“Dance, dance. Otherwise we are lost.”

Pina Bausch was a choreographer of extraordinary vision and innovation. In Wim Wender’s 3-D film entitled simply “Pina,” movie-goers are treated to excerpts from some of her most well-known and influential works. Among them are a piece that takes place entirely on loose soil so that the dancers become increasingly smudged and dirty as they enact tortured scenes of struggle and strife, a prop-filled piece entitled “Café Muller” in which chairs and tables are used to ingenious effect, and some outdoor sequences that use city space, light and air to add texture and depth to the dancer’s movements. Some of the most fascinating sequences are when Pina utilizes natural elements in the choreography: rock, sand, water.

There are moments of romance, levity, heartbreak, outright anguish and pain, and sheer beauty.

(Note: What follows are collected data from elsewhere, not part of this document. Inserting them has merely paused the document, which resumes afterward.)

PR #2432, opened 2018-07-13
Inject validator feature

### LINKED ISSUE #2234: Jersey @Context injection is not possible on ConstraintValidator instances

alex-shpak:
Following discussion at https://github.com/dropwizard/dropwizard/pull/2427

###### Problem:
Somewhere during update to `1.0.0` we lost ability to inject into custom `ConstraintValidator`s because validator factory was moved into Dropwizard.

###### Solution:
PR Introduces `InjectValidatorBundle` to enable validator injections inside jersey resources. Note that validators for dropwizard configuration are not affected because `ConstraintValidatorFactory` is updated after jersey initialisation.

Under the hood: There is new `MutableValidatorFactory` registered by default in validator configuration that allows to swap factory at runtime. So after jersey initialisation is possible to change `ConstraintValidatorFactoryImpl` with `InjectingConstraintValidatorFactory`

###### Result:
Closes #2234, making injections available in ConstraintValidators

### DIFF
--- a/dropwizard-core/src/main/java/io/dropwizard/validation/GetLocatorFeature.java
+++ b/dropwizard-core/src/main/java/io/dropwizard/validation/GetLocatorFeature.java
@@ -1,0 +1,26 @@
+package io.dropwizard.validation;
+
+import org.glassfish.hk2.api.ServiceLocator;
+
+import javax.inject.Inject;
+import javax.ws.rs.core.Feature;
+import javax.ws.rs.core.FeatureContext;
+import java.util.function.Consumer;
+
+public class GetLocatorFeature implements Feature {
+
+    private final Consumer<ServiceLocator> action;
+
+    @Inject
+    private ServiceLocator serviceLocator;
+
+    public GetLocatorFeature(Consumer<ServiceLocator> action) {
+        this.action = action;
+    }
+
+    @Override
+    public boolean configure(FeatureContext context) {
+        action.accept(serviceLocator);
+        return true;
+    }
+}
--- a/dropwizard-core/src/main/java/io/dropwizard/validation/GetResourceContextFeature.java
+++ b/dropwizard-core/src/main/java/io/dropwizard/validation/GetResourceContextFeature.java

Between each dance piece, a member of the troupe tells a brief story about Pina. None of these stories are about her personal life – only about working with her. The film aims strictly to offer a tribute to this woman’s amazing work and work ethic. We’re given the impression of someone driven to create, bound only by her seemingly limitless imagination. She was a woman of few words, who made it count when she offered brief directions to her dancers.  Everyone involved clearly has enormous respect and love for Pina and her work, and that shows in each frame of the film.

The choice to use 3D here is inspired. It’s as if we’re in a live auditorium, watching the dancers move about on a real stage. In as much as it’s possible, we get the sense of live dance performances while sitting in an ordinary movie theater.

This is a must-see for fans of dance, art, and theater.